Definition: An arbitrage opportunity is the opportunity to buy an asset at a low price then immediately selling it on a different market for a higher price. Meaning: In economics and finance, arbitrage is the practice of taking advantage of a price differential between two or more markets: combinations of matching deals are struck that capitalize upon the imbalance, the profit being the difference between the market prices. When used by academics, an arbitrage is a transaction that involves no negative cash flow at any probabilistic or temporal state and a positive cash flow in at least one state; in simple terms, a risk-free profit. A person who engages in arbitrage is called an arbitrageur. The term is mainly applied to trading in financial instruments. If the market prices do not allow for profitable arbitrage, the prices are said to constitute an arbitrage equilibrium or arbitrage-free market

Conditions for arbitrage: Arbitrage is possible when one of three conditions is met: •The same asset does not trade at the same price on all markets ("the law of one price"). •Two assets with identical cash flows do not trade at the same price. •An asset with a known price in the future does not today trade at its future price discounted at the risk-free interest rate (or, the asset does not have negligible costs of storage; as such, for example, this condition holds for grain but not for securities). Arbitrage is not simply the act of buying a product in one market and selling it in another for a higher price at some later time. The transactions must occur simultaneously to avoid exposure to market risk, or the risk that prices may change on one market before both transactions are complete. In practical terms, this is generally only possible with securities and financial products which can be traded electronically.

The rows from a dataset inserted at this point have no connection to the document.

Issue #1682, opened 2026-02-03
Issue with Upgrade from 9.0.2 to 9.0.3 - Failed to remove directory: Directory not empty


joecoolio66:
### Prerequisites

- [x] I understand and accept the project's [code of conduct](https://github.com/PrestaShop/PrestaShop/blob/develop/CODE_OF_CONDUCT.md).
- [x] I have already [searched in existing issues](https://github.com/PrestaShop/PrestaShop/issues?q=is%3Aissue+label%3ABug) and found no previous report of this bug.

### Describe the bug and add attachments

I reported this issue last September and it was referred to [autoupgrade#1523](https://github.com/PrestaShop/autoupgrade/pull/1523) as a potential fix, but I can confirm that I received this error today upgrading 9.0.2 to 9.0.3. Afterwards we had to apply the SQL on the update manually to the DB (luckily it was only 1 query) and also luckily we keep our site up to date so no modules needed to be updated.

Why is this error still happening? What can we do to avoid it in the future? It's like roulette updating. We updated our backup fine.. this error occurred only in our PROD. The same situation as last time.

### Steps to reproduce

Run the Update Assistant (7.5.1) and try updating 9.0.2 to 9.0.3.  It appears that this error is somewhat random

### PrestaShop version(s) where the bug happened

9.02

### How you installed PrestaShop

Update Assistant

### PHP version(s) where the bug happened

8.4

joecoolio66:
Reference to my other bug report which is now closed:  PrestaShop/PrestaShop#39509

Quetzacoalt91:
This issue appears when ajax requests are sent to the shop when the update is running. Among them, we find the check of notifications to display at the top of the page.

The tab running the update won't send these ajax requests, but if you have other pages opened at the same time, they will still send these ajax requests which can impact the process.

Can you close the other tabs opened on the store while the update is running?

Touxten:
Hello @Quetzacoalt91 
What do you think about adding this information somewhere?
I always have several tabs open in the BO.

Quetzacoalt91:
The best solution would be to have a maintenance mode for the BO as well, but yeah, you got a good idea.

joecoolio66:
I thought this issue was supposed to be addressed in https://github.com/PrestaShop/autoupgrade/pull/1523.  Will this be re-addressed for future releases?

Quetzacoalt91:
[...]

PR #1523, opened 2025-11-11
Block ajax requests to the shop while a process runs

Quetzacoalt91:
| Questions         | Answers
| ------------------| -------------------------------------------------------
| Description?      | Updates are reported to fail randomly. This is caused by the ajax request that check regularly if new notifications should be displayed on the top of the back office. This PR introduces a guard that prevents all ajax requests to reach the shop if they are not related to Update Assistant. This fixes the parallel generation of the cache at a moment we try to empty it.
| Type?             | bug fix
| BC breaks?        | Nope
| Deprecations?     | Nope
| Fixed ticket?     | Fixes https://github.com/PrestaShop/PrestaShop/issues/39509
| Sponsor company   | @PrestaShopCorp
| How to test?      | As reported on the video below, the browser console will now display when the guard is toggled on and off. You can manually send ajax requests by clicking on the bell at the top of the back office page. On the `dev` branch, you can trigger it when you want and this makes the update fail if called at the end of the update database, while on this PR no ajax request will appear on the network tab.

**Note:** If requests are sent to the shop from other sources (API, probably front end as well...), Update Assistant won't be able to block them.

https://github.com/user-attachments/assets/1baae177-be50-4f75-b118-966350045fec

PR #1820, opened 2026-05-27
Catch IOException in CacheCleaner to prevent upgrade abort on locked cache files

rboadalabelgrup:
During an upgrade, if PHP-FPM processes have cache files open, clearDirectory() throws an IOException and the upgrade process aborts completely.

This change wraps the clearDirectory() call in a try/catch so that locked files produce a warning in the log instead of an unhandled exception, allowing the upgrade to continue.

| Questions         | Answers
| Description?      | During an upgrade, if PHP-FPM processes have cache files open, `clearDirectory()` throws an `IOException` and the upgrade process aborts completely. This change wraps the `clearDirectory()` call in a try/catch so that locked files produce a warning in the log instead of an unhandled exception, allowing the upgrade to continue.
| Type?             | bug fix
| BC breaks?        | no
| Deprecations?     | no
| Fixed ticket?     | N/A
| Sponsor company   | N/A
| How to test?      | 1. Run a PrestaShop instance with PHP-FPM <br> 2. Start an upgrade while PHP-FPM processes have cache files open <br> 3. **Before:** the upgrade aborts with an unhandled IOException <br> 4. **After:** the upgrade continues and a warning appears in the log instead

## Possible impacts

- Cache clearing behavior during upgrades
- Upgrade log output (a new warning message may appear when cache files are locked)

### DIFF
--- a/classes/UpgradeTools/CacheCleaner.php
+++ b/classes/UpgradeTools/CacheCleaner.php
@@ -24,6 +24,7 @@ namespace PrestaShop\Module\AutoUpgrade\UpgradeTools;
 use Exception;
 use PrestaShop\Module\AutoUpgrade\Log\LoggerInterface;
 use PrestaShop\Module\AutoUpgrade\UpgradeContainer;
+use Symfony\Component\Filesystem\Exception\IOException;
 
 class CacheCleaner
 {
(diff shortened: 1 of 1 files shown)


ps-jarvis:
Hello @rboadalabelgrup!

Quetzacoalt91:
Can you please target the branch `7.6.x` and rebase from there?

About the changes, the changes look good to me but as this is not an actual fix and the cache partially remains, this will require some tests before being approved by the QA.

rboadalabelgrup:
> Can you please target the branch `7.6.x` and rebase from there?
> 
> About the changes, the changes look good to me but as this is not an actual fix and the cache partially remains, this will require some tests before being approved by the QA.

Agreed, this is a best-effort approach. The upgrade continues and the operator is warned via the log. If a stricter behavior is preferred (e.g. retrying or listing the locked files), I'm open to suggestions.

Quetzacoalt91:
We also lack actual solution on that. Our investigations showed that any parallel request to the store while the update is running will generate the cache. If the deletion of the cache happens at the same time, we will encounter the collision.
We have limited the risk with https://github.com/PrestaShop/autoupgrade/pull/1523, but the issue didn't disappear.

rboadalabelgrup:
@Quetzacoalt91 Thanks for the context! I had a look at #1523 — makes sense as a first line of defense for back office AJAX requests. My change would cover the cases that guard can't block, like requests coming from the front end or external APIs. The upgrade wouldn't abort in those situations, the locked files would just remain and the operator gets a warning in the log. Not a perfect solution, but it could complement what's already there. Happy to adjust if you have something else in mind.

Quetzacoalt91:
I've the updated the base branch so the CI does not fail for a missing library `canvas`. Can you please rebase?

rboadalabelgrup:
Done, rebased on 7.6.x.

Quetzacoalt91 (approved):

Quetzacoalt91:
The fix has been reported as working by @sassabi on https://github.com/PrestaShop/autoupgrade/issues/1682#issuecomment-5701741626 :+1:

PR #1868, opened 2026-07-10
Warm up the core cache after the final cache clean on update completion

### LINKED ISSUE #1867: Back office redirects to the front office after updating to 9.0+ (core cache wiped after warm-up)
### Describe the bug

After a CLI update to **PrestaShop 9.0+**, the freshly updated shop's **back office redirects to the front office**: opening `/<admin>/` (e.g. `/admin-dev/`) returns a `302` to `/` → `/<lang>/` instead of the login page. The shop stays in that state (it does not self-heal), until a Symfony cache rebuild is triggered.

In PrestaShop 9.0 the BO login is a Symfony route (`admin_login` → `/login`); when the Symfony `prod` cache is missing, the admin entry point can't boot and falls back to the front office.

### Root cause

During the update, `UpdateDatabase` warms up the core cache (`CoreUpgrader::warmupCoreCache()`, gated by `shouldWarmupCoreCache()` = destination ≥ 9.0.0 && CLI), which builds `var/cache/prod`. But the later `UpdateComplete` task calls `CacheCleaner::cleanFolders()` (which clears `var/cache/`) **after** that warm-up, wiping the just-built prod container. The update finishes with an empty `var/cache/prod` (only a leftover `<version><lang>.xml`), so the 9.0 Symfony back office cannot start.

### How I reproduced it (locally, mirrors the CI `Upgrade CLI` job)

1. `docker compose` PrestaShop `8.1.7-8.1`, then autoupgrade CLI local update to `9.0.0`.
2. Right after the update, `curl -s -o /dev/null -w '%{redirect_url}' http://localhost/admin-dev/` → `http://localhost/` (front office), **30/30 times**.
3. `var/cache/prod/` contains only `9.0.0en.xml` (no container).
4. `php bin/console cache:clear --env=prod` → BO immediately works again (`/admin-dev/` → `/admin-dev/login`).

### Impact

- Merchants updating to 9.0+ can land on a broken back office until the cache is rebuilt.
- CI: this is what makes the `Upgrade CLI` (and Upgrade UI) sanity `should login in BO` step flaky on 9.x destinations — the post-update sanity test lands on the front office and times out waiting for `#email`. Whether it passes depends on whether the first web hit manages to rebuild the container, hence the intermittent ~50% failures on the `dev` nightly and on PRs targeting `7.6.x`.

### Expected behavior

After the update completes, the shop should boot straight into the back office without any manual cache clear.

### Fix

Warm up the core cache again **after** the final `cleanFolders()` in `UpdateComplete` (PR to follow).

### Versions

- autoupgrade: `7.6.x` / `dev`
- Destination: PrestaShop `9.0.0` (also affects 9.x in general)

mattgoud:
| Questions       | Answers                                                    |
| --------------- | ---------------------------------------------------------- |
| Description?    | Warm up the core cache again after the final cache clean at the end of the update, so a shop updated to 9.0+ boots straight into the back office. |
| Type?           | bug fix                                                    |
| BC breaks?      | no                                                         |
| Deprecations?   | no                                                         |
| Fixed ticket?   | Fixes #1867                                                |
| Sponsor company | @PrestaShopCorp                                            |
| How to test?    | Update a shop to 9.0.0 (CLI, local channel), then open the admin URL (e.g. `/admin-dev/`). Before this PR it 302-redirects to the front office (empty `var/cache/prod`); with this PR it lands on the back office login. |

### What happens

During the update, `UpdateDatabase` warms up the core cache (`CoreUpgrader::warmupCoreCache()`, for destination ≥ 9.0.0 on CLI), building `var/cache/prod`. The later `UpdateComplete` task then calls `CacheCleaner::cleanFolders()`, which clears `var/cache/` **after** that warm-up and wipes the just-built prod container. The shop is left with an empty prod cache, and because the PrestaShop 9.0 back office login is a Symfony route, the admin entry point can't boot and falls back to the front office until a manual cache rebuild.

### Fix

- Move `getCoreUpgrader()` (and its cached instance) up from `UpdateDatabase` to the shared `AbstractTask` so it can be reused.
- In `UpdateComplete`, after the final `cleanFolders()`, warm the core cache again (same `shouldWarmupCoreCache()` gate), so the freshly updated shop keeps a valid Symfony `prod` cache.

### Validation

Reproduced locally with the `Upgrade CLI` docker setup (8.1.7 → 9.0.0, local channel):

- Before: `/admin-dev/` redirects to the front office 30/30, `var/cache/prod` only holds `9.0.0en.xml`; the sanity `should login in BO` step times out on `#email`.
- After: `/admin-dev/` → `/admin-dev/login` 8/8, `var/cache/prod` holds the built container; the full `01_ordersBO/01_filterOrders` sanity campaign passes 11/11 with the unmodified test.

This is also the root cause of the intermittent `should login in BO` failures on 9.x destinations in the Upgrade CLI / Upgrade UI jobs.

### DIFF
--- a/classes/Task/AbstractTask.php
+++ b/classes/Task/AbstractTask.php
@@ -28,6 +28,10 @@ use PrestaShop\Module\AutoUpgrade\Exceptions\ProcessException;
 use PrestaShop\Module\AutoUpgrade\Log\Logger;
 use PrestaShop\Module\AutoUpgrade\Task\Runner\ChainedTasks;
 use PrestaShop\Module\AutoUpgrade\UpgradeContainer;
+use PrestaShop\Module\AutoUpgrade\UpgradeTools\CoreUpgrader\CoreUpgrader;
+use PrestaShop\Module\AutoUpgrade\UpgradeTools\CoreUpgrader\CoreUpgrader17;
+use PrestaShop\Module\AutoUpgrade\UpgradeTools\CoreUpgrader\CoreUpgrader80;
+use PrestaShop\Module\AutoUpgrade\UpgradeTools\CoreUpgrader\CoreUpgrader81;
 use PrestaShop\Module\AutoUpgrade\UpgradeTools\Translator;
 use ReflectionClass;
 
@@ -84,6 +88,9 @@ abstract class AbstractTask
      */
     protected $next;
 
+    /** @var CoreUpgrader */
+    private $coreUpgrader;
+
     /**
      * @throws Exception
      */
@@ -100,6 +107,23 @@ abstract class AbstractTask
                 $this->logger->updateLogsPath($logPath);
             }
         }
+    }
+
+    public function getCoreUpgrader(): CoreUpgrader
+    {
+        if ($this->coreUpgrader !== null) {
+            return $this->coreUpgrader;
+        }
+
+        if (version_compare($this->container->getUpdateState()->getDestinationVersion(), '8', '<')) {
+            $this->coreUpgrader = new CoreUpgrader17($this->container, $this->logger);
+        } elseif (version_compare($this->container->getUpdateState()->getDestinationVersion(), '8.1', '<')) {
+            $this->coreUpgrader = new CoreUpgrader80($this->container, $this->logger);
+        } else {
+            $this->coreUpgrader = new CoreUpgrader81($this->container, $this->logger);
+        }
+
+        return $this->coreUpgrader;
     }
 
     /**
--- a/classes/Task/Update/UpdateComplete.php
+++ b/classes/Task/Update/UpdateComplete.php
@@ -94,7 +94,13 @@ class UpdateComplete extends AbstractTask
         // earlier during the database update. On PrestaShop 9.0+ the back office relies on that
         // (Symfony) cache; leaving it empty makes the admin entry point fall back to the front
         // office. Warm it up again so the updated shop boots straight into the back office.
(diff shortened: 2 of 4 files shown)


mattgoud:
Pushed d9403377 to fix the red UI jobs.

Root cause: `UpdateComplete::run()` called `getCoreUpgrader()->shouldWarmupCoreCache()`, and instantiating `CoreUpgrader` runs `Db::getInstance()` in its constructor. In the web (AJAX) completion request the legacy `Db` class isn't autoloaded at that late stage, so it fataled with `Class "Db" not found` -> HTTP 500 -> the UI never reached the success screen and every UI upgrade hung at 'update complete' until the test timed out (1.4h). CLI was fine because `Db` is loaded there, which is why only the UI jobs were red.

Fix: the warmup only ever runs from the CLI path (`shouldWarmupCoreCache()` already requires `php_sapi_name() === 'cli'`), so I short-circuit on the SAPI before touching `getCoreUpgrader()`, meaning the upgrader is never instantiated during the web completion request.

Reproduced locally with the UI docker setup (8.0.3 -> 8.1.0 local channel): before = timeout at 'wait until the end of the update'; after = 26 passed, the step completes in ~50s and the autoupgrade log runs UpdateComplete through cleanly with no CRITICAL.

Quetzacoalt91:
At the moment running an update with the proper user is enough, let's keep the changes simple.

Replaced by #1872

PR #1889, opened 2026-07-29
Migrate combination image associations to carry their shop

boo-code:
Migration for PrestaShop/PrestaShop#42190, which gives `product_attribute_image` the shop its association was made for so that choosing combination images in one shop stops discarding what the other shops chose (PrestaShop/PrestaShop#12638, PrestaShop/PrestaShop#39226).

The new shape mirrors `product_carrier`: `PRIMARY KEY (id_product_attribute, id_image, id_shop)`.

The order matters, because one existing row becomes one row per shop and the old two column key cannot hold them:

1. add the column with a temporary default so the existing rows stay valid,
2. widen the primary key, otherwise the extra rows collide,
3. give every existing association to each shop its image belongs to, read from `image_shop`,
4. drop the placeholder rows and the temporary default.

Existing installs therefore keep exactly the selection they have today: an association becomes visible in the shops that already had the image, and in nothing else.

Verified against a copy of a real 9.2 database with a second shop added and half the images associated to it:

```
before:  39 rows
after:   57 rows   (39 for shop 1, 18 for shop 2)
leftover id_shop = 0 rows: 0
PRIMARY KEY: id_product_attribute, id_image, id_shop
```

The `INSERT ... SELECT` reads through a derived table so MySQL is not selecting from the table it inserts into.

### DIFF
--- a/upgrade/sql/9.2.0.sql
+++ b/upgrade/sql/9.2.0.sql
@@ -232,3 +232,11 @@ UPDATE `PREFIX_feature_flag` SET `stability` = 'stable' WHERE `name` = 'merchand
 
 -- https://github.com/PrestaShop/PrestaShop/pull/42024
 DELETE FROM `PREFIX_feature_flag`  WHERE `name` = 'state';
+
+-- https://github.com/PrestaShop/PrestaShop/pull/42190
+/* Combination image associations become per shop: add the column, widen the primary key, then give every existing association to each shop its image belongs to so current installs keep the selection they have */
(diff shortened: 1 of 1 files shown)


ps-jarvis:
Hello @boo-code!

boo-code:
Putting this on hold: the core change it migrates, PrestaShop/PrestaShop#42190, has been held for v10 - `9.2.x` is under feature freeze and the change is a wide one. Drafting this so it cannot land ahead of the column it migrates to.

The migration itself is unchanged and verified; it will need moving to whichever upgrade file is current when the core side is picked up.

PR #1895, opened 2026-08-27
Add new 9.2.0 hooks to the SQL upgrade script

mattgoud:
## Description

Adds the new 9.2.0 hooks to `upgrade/sql/9.2.0.sql`, as part of the 9.2.0-rc.1 release process.

Generated with:

```
php bin/console prestashop:update:sql-upgrade-file-hooks-listing 9.1.5 <autoupgrade>
```

`9.1.5` is the comparison base: it is the last 9.1.x release, and there is no `9.2.0-beta.1.sql`, so `9.2.0.sql` has to cover the whole 9.1.5 → 9.2.0 delta.

The command reported **45 new hooks** and no obsolete ones, so no `DELETE` statement is needed.

## One manual adjustment

The command appends its block without looking at what the file already contains, so `actionCheckoutBuildProcess` ended up listed twice: once in the generated block, once in the insert added earlier by #41047.

Both inserts have been merged into the single generated block, which now holds all 45 hooks, and a comment records where that one row comes from. The file is left with a single `INSERT INTO PREFIX_hook` statement.

## How to test

- Executing the block against a 9.2.0 database raises no SQL error.
- All 45 hooks already exist with identical `title` and `description` in a freshly installed 9.2.0 database, so the block is a no-op there and stays consistent with the `install-dev` fixtures. On an upgraded shop it inserts the missing rows, and `ON DUPLICATE KEY UPDATE` refreshes titles and descriptions.
- `SELECT name, COUNT(*) FROM ps_hook GROUP BY name HAVING COUNT(*) > 1` returns nothing — `ps_hook.name` is a `UNIQUE KEY` and no hook is listed twice in the file.

### DIFF
--- a/upgrade/sql/9.2.0.sql
+++ b/upgrade/sql/9.2.0.sql
@@ -153,11 +153,6 @@ CREATE TABLE IF NOT EXISTS `PREFIX_b2b_role_authorization_role` (
 
 -- End of B2B feature
 
--- https://github.com/PrestaShop/PrestaShop/pull/41047
-INSERT INTO `PREFIX_hook` (`id_hook`, `name`, `title`, `description`, `position`) VALUES
-  (NULL, 'actionCheckoutBuildProcess', 'Build checkout process', 'This hook is triggered before the checkout is rendered. Modules may return a checkout process provider. The provider is used only when exactly one enabled and valid provider is available.', '1')
-ON DUPLICATE KEY UPDATE `title` = VALUES(`title`), `description` = VALUES(`description`);
-
 -- https://github.com/PrestaShop/PrestaShop/pull/41092
 -- Create the extra property definition registry table.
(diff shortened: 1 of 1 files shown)


mattgoud:
Closing: this was already done. `7.6.x` has carried the exact same 45-hook block since fea50bf4 ("Update hooks for 9.2.0 upgrade", 2026-07-20), including the same decision to keep `actionCheckoutBuildProcess` in a single INSERT — the two hook name sets are identical, so this PR adds nothing.

It also targeted the wrong branch: `9.2.0.sql` is maintained on `7.6.x`, not `dev`, which is still missing that block along with #41594, #41777 and #41977.

One genuine gap came out of the exercise and is being opened separately against `7.6.x`: `actionNotFound` is never inserted by any upgrade script.

PR #196, opened 2019-04-22
Add visits column to typed history, and sort by it

FrozenPigs:
This will add a visits column to new databases, as well as ones that already exists. It's incremented on each visit to the url, and it is used to sort the history so the things you visit often come first.

### DIFF
--- a/next.asd
+++ b/next.asd
@@ -7,7 +7,8 @@
   :license "BSD 3-Clause"
   :serial t
   :defsystem-depends-on ("trivial-features")
-  :depends-on (:alexandria
+  :depends-on (:anaphora
+               :alexandria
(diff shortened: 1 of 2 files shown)


jmercouris:
This is a very useful patch. It makes a lot of sense, so you get a fuzzy match that also considers frequency! Thank you for your submission! We'll try to get this tested and merged ASAP (we are making a lot of changes on branches and there might be some conflicts).

FrozenPigs:
This branch has been rebased te master, so it should be good for merging again.

Ambrevar:
Thanks, I'll look into it as soon as possible.

Ambrevar:
Merged, thanks!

Requirements: True arbitrage requires that the financial instrument is trading at two different prices, and that the buying and selling trades can be completed at the same time. The simultaneous trade requirement is designed to eliminate any risks associated with holding a trade.
Trades based upon the same principles as arbitrage might be buying a commodity in one location, transporting the commodity to another region, and selling the commodity in the new region. This type of trade would not be true arbitrage, because the buying and selling trades would not have occurred at the same time.

Stock and stock futures - Buying a stock and selling a single stock futures contract. Stock on different exchanges - Buying a stock on one exchange and selling the stock on another exchange. Mergers - Buying the stock of a company being acquired, and selling the stock of the acquiring company.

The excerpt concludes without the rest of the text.